Even if you think Romney’s standard is too loose, Burnett should have, at a bare minimum, noted that the economy lost 1.5 million jobs before the Recovery Act was even signed into law, and almost four million jobs before any of it had a chance to take effect. That’s context. The viewers can decide, for themselves, how to evaluate that context, but to conceal it is willfully dishonest.
Then, Burnett nails the Democrats with another “crucial” bit of “context.”
“Rahm Emanuel said it right, he used the words ‘private sector.'” Burnett pointed out.
So, Rahm Emanuel included the proper context? Then why is your face still making noise?
Because if you include government jobs, it makes President Obama’s jobs record appear worse, even though private sector employment is the figure every news organization uses every month (despite people like me trying to get them to notice that Republican-led cuts to public sector jobs have crippled demand, and the recovery. Public sector jobs were fairly stable until the Republicans gained a 41st vote in the Senate, at which point they could block any additional aid to states for cops, firefighters, and teachers.)
There are ways to spin the President’s jobs record more positively (as Mitt Romney inadvertently has), but Erin Burnett and Tom Foreman have no duty to do that.
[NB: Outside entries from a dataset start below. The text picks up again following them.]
PR #1079, opened 2023-08-10
Add nop getNowPlaying route for SubsonicController

NattyNarwhal:
Subsonic clients call this API to see what media users are playing. If a client calls this, returning an empty list is better than an a 404 or code 70 for non-supported route, since what a server may return for unimplemented API routes may vary.

Ideally, this should be expanded to actually return what's actually playing on the server.

For an example of an affected client, see SubmarinerApp/Submariner#148.

### DIFF
--- a/lib/Controller/SubsonicController.php
+++ b/lib/Controller/SubsonicController.php
@@ -992,7 +992,7 @@ class SubsonicController extends Controller {
 	 */
 	protected function getNowPlaying() {
 		// TODO: not supported yet
-		return $this->subsonicResponse(['nowPlaying' => []]);
+		return $this->subsonicResponse(['nowPlaying' => ['entry' => []]]);
 	}
 
 	/* -------------------------------------------------------------------------
--- a/lib/Controller/SubsonicController.php
+++ b/lib/Controller/SubsonicController.php
@@ -987,6 +987,14 @@ class SubsonicController extends Controller {
 		]]);
 	}
 
+	/**
+	 * @SubsonicAPI
+	 */
+	protected function getNowPlaying() {
+		// TODO: not supported yet
+		return $this->subsonicResponse(['nowPlaying' => []]);
+	}
+
 	/* -------------------------------------------------------------------------
 	 * Helper methods
 	 *------------------------------------------------------------------------*/


paulijar:
Thanks!
As a small detail, when the response is defined like
```
$this->subsonicResponse(['nowPlaying' => []])
```
...the result will look like this in JSON and XML formats:
image image

It might make more sense to define the response as
```
$this->subsonicResponse(['nowPlaying' => ['entry' => []]])
```
...which would make it look like this:
image image

As a side note, it might actually make more sense for also us to return 404 on unimplemented endpoints. That seems to be what the original Subsonic server does on such situations (like on http://demo.subsonic.org/rest/foobar?u=guest&p=guest&c=test&v=1.16&f=json).

NattyNarwhal:
Second approach looks better XML wise, but the JSON looks likelier to confuse a client? At least Submariner doesn't care; it'll get the response, never hit any nowPlaying/entry XML elements, and finish parsing the response.

FWIW, Navidrome spits this out for an empty getNowPlaying:

```xml
<subsonic-response xmlns="http://subsonic.org/restapi" status="ok" version="1.16.1" type="navidrome" serverVersion="0.40.0-FREEBSD (8799358)"><nowPlaying></nowPlaying></subsonic-response>
```

```json
{"subsonic-response":{"status":"ok","version":"1.16.1","type":"navidrome","serverVersion":"0.40.0-FREEBSD (8799358)","nowPlaying":{}}}
```

I agree 404 is probably the right thing here. A Subsonic code 70 seems used more for resource not found, not API not implemented.

paulijar:
> JSON looks likelier to confuse a client? At least Submariner doesn't care; it'll get the response, never hit any nowPlaying/entry XML elements, and finish parsing the response.

IMHO, the structure of the JSON conveys the meaning "nothing currently played" quite well: There could potentially be multiple entries which is why the value of the key `entry` is an array, and now just the array is empty.

We can't easily test the case of an empty nowPlaying list on the public Subsonic demo server, but testing with another endpoint returning an empty list, the result seems to be pretty much analogous to what you have shown above for Navidrome:
http://demo.subsonic.org/rest/getSongsByGenre?u=guest&p=guest&c=test&v=1.16&f=json&genre=nosuchthing
http://demo.subsonic.org/rest/getSongsByGenre?u=guest&p=guest&c=test&v=1.16&f=xml&genre=nosuchthing
So maybe that would be the way to go. In our framework, this can be achieved with the (little hacky) syntax
```
$this->subsonicResponse(['nowPlaying' => new \stdClass]);
```

From practical point of view, it probably doesn't make much difference in case Submariner doesn't care. This is the first time I hear of any client actually using this part of the API, so it's well possible that there are no others. I don't have any Apple devices so I haven't personally tested Submariner or any of the other few available Apple clients.

NattyNarwhal:
> IMHO, the structure of the JSON conveys the meaning "nothing currently played" quite well: There could potentially be multiple entries which is why the value of the key entry is an array, and now just the array is empty.

This makes sense, I think going the first way you mentioned earlier is preferable in that light. If there's some pickier API consumer, it might be worth changing it to `\stdClass`.

I'm using the Cocoa XML parsing stuff and parsing an element at a time, so I don't think it cares too much. It's also quite an old codebase, and I'm surprised to see what corners of the Subsonic API it uses (...and doesn't).

paulijar:
This is now released as part of Music v1.9.1.

Issue #1080, opened 2023-08-13
EXCEPTION


Justman10000:
Hi, got this error:

> OC\IntegrityCheck\Exceptions\MissingSignatureException
> Signature data not found.

paulijar:
So what were you doing when you got this?

Justman10000:
> So what were you doing when you got this?

```bash
mkdir apps/music
cd apps/music
git init
git remote add origin https://github.com/owncloud/music.git
git pull origin master
git branch -m master
rm -r .* *.md COPYING LICENSE
```

Justman10000:
> So what were you doing when you got this?

Have installed this so:

```bash
mkdir apps/music
cd apps/music
git init
git remote add origin https://github.com/owncloud/music.git
git pull origin master
git branch -m master
rm -r .* *.md COPYING LICENSE
```

paulijar:
Are you planning to do development on this app, or do you want to use bleeding edge software which hasn't been released yet? Because for most users, using the pre-packaged deliveries should be the preferred option of installing. So either install it from the app store or download the tar.gz from https://github.com/owncloud/music/releases and extract it to the `apps` folder.

If you pull the project yourself from github, then obviously the application will not be signed and I assume that your error message is now somehow related to that. However, not having signature shouldn't cause any other problems except for the nagging on the admin UI.

Also, when pulling the project from github, you need to build the front-end bundle by running these commands under `apps/music`:
```
npm install --deps
npm run build
```
And for that, you need to have `npm` installed.

Justman10000:
> If you pull the project yourself from github, then obviously the application will not be signed
Can I sign this myself?

Justman10000:
> If you pull the project yourself from github, then obviously the application will not be signed

Can I sign this myself?

paulijar:
I don't believe there is any self-signing system, at least officially. If I remember correctly, I obtained the certificates used for signing years ago by registering to some services maintained by ownCloud and Nextcloud. I think the system was such that one application ID may be registered only once. That is, the application ID `music` is now permanently bound to a private key in my possession, and only I can create signed deliveries of this app. Hence, whenever a user sees a signed `music` application delivery, she can be reasonably certain that it is from me and not from some (possibly malicious) 3rd party.

But personally, I'm using an unsigned version of Music app 99% of the time. I only sign the app whenever I'm making a release. It would be cumbersome to sign it after each code change.

Justman10000:
[...]

PR #1082, opened 2023-08-14
Update

Justman10000:


Justman10000:
Well, having the latest of everything can never hurt

Justman10000:
Sure, you have to adapt the source code... Reasons for this are these permament warnings of outdated and/or abandoned major versions or even whole modules

Justman10000:
Sure, one has to adapt the source code... Reasons for this are these permament warnings of outdated and/or abandoned major versions or even whole modules

paulijar:
> Well, having the latest of everything can never hurt

Sure it can, and this PR just clearly demonstrated that.

> Sure, one has to adapt the source code... 

So feel free to submit a PR where you include also those mandatory source code changes. Any half-assed attempt to update the dependencies, breaking everything along the way, does not benefit anyone.

> Reasons for this are these permament warnings of outdated and/or abandoned major versions or even whole modules

So did the updates proposed here remove any of those warnings? I *think* that most of the warnings are related either directly or indirectly to AngularJS, which as stated elsewhere, would be a huge struggle to replace.

Justman10000:
To be able to test something in general, I would need to be able to use the plugin via the source code

paulijar:
Obviously, and it will be rather pointless to create any PRs before you have the ability to test them. Have you tested what I suggested in https://github.com/owncloud/music/issues/1080#issuecomment-1677855789? Also, when you have the signature problem, can you find any additional clues from owncloud.log or nextcloud.log?

PR #1094, opened 2023-10-04
Add rounded corners to album art

StratusFearMe21:
It's a simple change, but I think it looks so much better this way. Plus it matches the look of modern Nextcloud

### DIFF
--- a/css/music-albums.css
+++ b/css/music-albums.css
@@ -73,6 +73,7 @@
 	line-height: 190px;
 	font-size: 105px;
 	cursor: pointer;
+	border-radius: 18px
 }
 
 .album-area > .overlay {
--- a/css/music.css
+++ b/css/music.css
@@ -104,7 +104,7 @@ h2 span:hover .play {
 	background-size: cover;
 	background-position: center;
 	background-repeat: no-repeat;
-	border-radius: 18px;
+	border-radius: 12px;
 }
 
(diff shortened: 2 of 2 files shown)


paulijar:
Thanks for the PR.

I can see your point on matching the modern NC layout. However, after using this for a while, I got the feeling that this is a bit too much. I feel that I got an overdose of roundness if that makes any sense.

Also, as most album cover arts have been originally designed in square format, some of them don't look quite good when the corners are aggressively rounded. Especially, if the cover design includes some kind of narrow border on the edges, then it tends to look ugly as rounded. Here are a few examples:
image image image image

It might also make sense to follow the lead of the of the Files app in Nextcloud. There, the border-radius has been defined as `var(--border-radius)` which equals just 3px and the roundness is almost invisible:

image

The Files app uses the same radius also for the small icons in the list layout:
image

paulijar:
I now added the minuscule rounding of 3px on all album art. The implementation is such that if you prefer some other amount of rounding, it's easy to override this using the [Custom CSS](https://apps.nextcloud.com/apps/theming_customcss) app. To use the radius suggested in this PR, you may define the following custom CSS rule:
```
:root {
    --music-albumart-small-border-radius: 12px;
    --music-albumart-large-border-radius: 18px;
}
```

Issue #1123, opened 2024-01-31
Subsonic: wrong API response on `albumInfo2` API


perillamint:
Currently, Owncloud Music returns `albumInfo2` object with the API

https://github.com/owncloud/music/blob/master/lib/Controller/SubsonicController.php#L1524
https://github.com/owncloud/music/blob/master/lib/Controller/SubsonicController.php#L327

However, it is not a correct response. As per OpenSubsonic and Subsonic API spec

* https://opensubsonic.netlify.app/docs/endpoints/getalbuminfo2/
* https://www.subsonic.org/pages/api.jsp#getAlbumInfo2

It should return `albumInfo` object instead of `albumInfo2`.

paulijar:
Thanks for the report. You are right, `getAlbumInfo2` really should return `albumInfo` instead of `albumInfo2`. Meanwhile, `getArtistInfo2` returns `artistInfo2` and `getAlbumList2` returns `albumList2`. Probably I had just assumed that `getAlbumInfo2` would follow a similar pattern, without looking at the specification closely enough.

We can also see from the demo server, that the original Subsonic server is implemented as specified and this is not just a typo in the spec: http://demo.subsonic.org/rest/getAlbumInfo2?u=guest&p=guest&c=test&v=1.16&f=xml&id=22

paulijar:
The fix is now released in Music v1.11.0.

PR #1124, opened 2024-01-31
Subsonic: return `albumList` instead of `albumList2`

perillamint:
This PR fixes issue https://github.com/owncloud/music/issues/1123


paulijar:
Your assessment in https://github.com/owncloud/music/issues/1123 is correct but I think you accidentally modified the wrong method: You were supposed to modify `getAlbumInfo2`, not `getAlbumList2`.

perillamint:
Oh, I'll re-create PR then. My mistake. Thanks! @paulijar

perillamint:
Superseded by #1125

Issue #18, opened 2016-01-15
Add support for 'fix' from eslint rules to automatically fix eslint errors that are reported.


jeromu:
When writing eslint rules, you can have an optional 'fix' that will automatically patch your code.  It would be great for vscode-eslint to support that.

dbaeumer:
Cool idea.

dbaeumer:
This is available in the latest eslint although with only one pass of fixes. For the n pass case a issue exists.

Issue #10, opened 2015-12-04
Display "ESLint" and the triggered rule within the tooltip


LittleBrainz:
Overall, I am very pleased with vscode-eslint. However, when ESLint inappropriately (from my point of view) flags some offending syntax, it is difficult to determine which rule caused the error.

Also, when several linters are active (including the built VS Code IntelliSense), I am not certain which is causing the text to be highlighted.

Would it be possible to format the tooltip along the lines of:

```
ESLint: you have done something stupid (stupid-syntax-rule)
```

The same format would be ideal if included in the VS Code error summary (ctrl-p + !).

Cheers!

egamma:
Now that I've started to work with TSLint I'm starting to feel the same, that is I'd like to see whether are warning comes from TypeScript or TSLint. 

@dbaeumer I suggest we come up with a guideline and then apply it across all the linters.

My preference would be to show the linter/source at the end of the message, i.e.,

`You have done something stupid (stupid-syntax-rule) [ESLint]`

The message is the 'main' thing and it should come first before the linter which is secondary information.

LittleBrainz:
@egamma - I agree.

dbaeumer:
I think we should not mangle this (from an API perspective) into the message. Instead we should enhance the Diagnostic API with a source field and allow linters to fill in that field. This would allow for proper filtering and grouping in the UI side. See https://github.com/Microsoft/vscode/issues/1010 for the discussion on the VS Code side.

egamma:
I was only taking about the rendering.. Fully agree, that this should not be done with string concatenation, but an API.

dbaeumer:
This got addressed a long time ago.

dbaeumer:
Got fixed a long time ago.

PR #19, opened 2016-01-18
Add autofix supports.

mysticatea:
Refs #10 and #18.

Hello, thank you for the great extension!

The purpose of this PR is that adding the feature of ESLint's Autofix.
This PR is adding one command and one option.

- `eslint.executeAutofix` command executes Autofix on the current document.
  autofix-command
- If `eslint.enableAutofixOnSave` option was enabled then it executes Autofix when you saved a document.
  autofix-on-save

In fact, they has a duty not to do that. However, they have an equal duty not to spin it unfairly, especially in the guise of “context” that wasn’t omitted in the first place.
It would be one thing if CNN suddenly decided to take the criticism it received last week to heart, and do a fair, thorough, real-time fact check on the Democrats. It would still be annoying that they let the Republicans slide, but at least they’d be making an honest effort to correct themselves going forward.
That’s not what happened here, though. Burnett and Foreman admit that the claim they chose to highlight is 100% accurate, but nonetheless, needed a “reality check” of “context” that was, in reality, a reading of the President’s jobs record that even a Romney campaign flack wouldn’t have the balls to make.